Pascal's rule
$$ \binom{n}{k}=\binom{n-1}{k-1}+\binom{n-1}{k} \tag{1} $$
may be used recursively to obtain the hockey stick identity
$$ \binom{n+1}{k+1}=\binom{n}{k}+\binom{n-1}{k}+\cdots+\binom{k}{k}. \tag{2} $$
The reason for the name is that if all these binomials are highlighted in Pascal's triangle, they form what looks like a hockey stick. This is a special case of a more general identity,
$$ \binom{n+1}{r+s+1}=\sum_{a+b=n}\binom{a}{r}\binom{b}{s}, \tag{3} $$
where $\binom{a}{r}\binom{b}{s}$ counts the subsets of $\{1,\cdots,n+1\}$ where the element which separates $r$ terms on the left and $s$ terms on the right within the subset happens to separate $a$ terms on the left and $b$ terms on the right in the whole set (where we interpret left/right relative to the usual linear ordering of the numbers $1,\cdots,n+1$).

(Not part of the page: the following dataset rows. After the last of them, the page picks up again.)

PR #215, opened 2020-09-22
Comparing applications.TeamMember with guilds.Member and users.User

### LINKED ISSUE #194: Team members cannot be compared with users.
Suppose a situation where:
```py
app = await bot.rest.fetch_application()

event: GuildMessageCreateEvent = ...

assert event.author_id in app.team.members
assert event.author_id in app.team.members.keys()
```

You will find surprisingly that the following does not hold true
```py
assert event.author in app.team.members.values()
```

This is incorrect and should be fixed.

tomxey:
### Summary
This PR modifies `__hash__` and `__eq__` methods of `applications.TeamMember` and `guilds.Member` so that they are always compared according to their `user` field (other fields don't matter anymore).
Custom `__hash__` and `__eq__` had to be written, resigning from the ones generated by the `@attr` decorator(or maybe I'm wrong, I don't have experience with attrs pakage).

I'm not sure if this is the best solution as now other fields of `TeamMember` and `Member` are always ignored for every comparison, is this desired?

Another way to make the `in` operator work (see linked issue) would be to define methods like `__contains__`, `__getitem__` and so on... on the `applications.Team` class or on some new class like `applications.TeamMembers`.
These methods could then support different object types passed as arguments.

@nekokatt What do you think?

### Checklist

### Related issues

This PR fixes #194

### DIFF
--- a/hikari/applications.py
+++ b/hikari/applications.py
@@ -265,31 +265,37 @@ class TeamMembershipState(enum.IntEnum):
 
 
 @attr_extensions.with_copy
-@attr.s(eq=True, hash=True, init=True, kw_only=True, slots=True, weakref_slot=False)
+@attr.s(eq=False, hash=False, init=True, kw_only=True, slots=True, weakref_slot=False)
 class TeamMember:
     """Represents a member of a Team."""
 
-    app: traits.RESTAware = attr.ib(repr=False, eq=False, hash=False, metadata={attr_extensions.SKIP_DEEP_COPY: True})
+    app: traits.RESTAware = attr.ib(repr=False, metadata={attr_extensions.SKIP_DEEP_COPY: True})
     """The client application that models may use for procedures."""
 
-    membership_state: TeamMembershipState = attr.ib(eq=False, hash=False, repr=False)
+    membership_state: TeamMembershipState = attr.ib(repr=False)
     """The state of this user's membership."""
 
-    permissions: typing.Sequence[str] = attr.ib(eq=False, hash=False, repr=False)
+    permissions: typing.Sequence[str] = attr.ib(repr=False)
     """This member's permissions within a team.
 
     At the time of writing, this will always be a sequence of one `builtins.str`,
     which will always be `"*"`. This may change in the future, however.
     """
 
-    team_id: snowflakes.Snowflake = attr.ib(eq=True, hash=True, repr=True)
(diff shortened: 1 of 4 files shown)


nekokatt:
> Custom __hash__ and __eq__ had to be written, resigning from the ones generated by the <at>attr decorator(or maybe I'm wrong, I don't have experience with attrs pakage).

Sounds good to me. I don't believe there is any other way to do it 👍 

I will take a look, bare with me as I am on mobile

For $q$-binomials, Pascal's rule states
$$ \left[\begin{array}{c} n \\ k \end{array}\right] = \left[\begin{array}{c} n-1 \\ k-1 \end{array}\right]+q^k\left[\begin{array}{c} n-1 \\ k \end{array}\right] \tag{4} $$
which can be used recursively to obtain
$$ \left[\begin{array}{c} n+1 \\ k+1 \end{array}\right]= \left[\begin{array}{c} n \\ k \end{array}\right] + q^{k+1} \left[\begin{array}{c} n-1 \\ k \end{array}\right]+q^{2(k+1)} \left[\begin{array}{c} n-2 \\ k \end{array}\right]+\cdots \tag{5} $$
By hand, I drew out a hockey stick in $q$-Pascal's triangle, and used Pascal's rule to move one line up in the triangle. Guessing the pattern, I conjecture a generalized $q$-hockey stick identity:
$$ \left[\begin{array}{c} n+1 \\ r+s+1 \end{array}\right] = \sum_{a+b=n} q^{(b-1)(r+1)}\left[\begin{array}{c} a \\ r \end{array}\right] \left[\begin{array}{c} b \\ s \end{array}\right] \tag{6} $$
Presumably one could write the generating function proof for $(2)$ (multiply both sides by $x^n$ and sum over $n$) and then translate that into one for $(6)$, which would be interesting to see in an answer. But my major interest is:
Question. Does $(6)$ have an enumerative interpretation with objects associated to $\mathbb{F}_q^n$?
(Compare with this enumerative interpretation of the $q$-analog of the Chu-Vandermonde convolution identity.)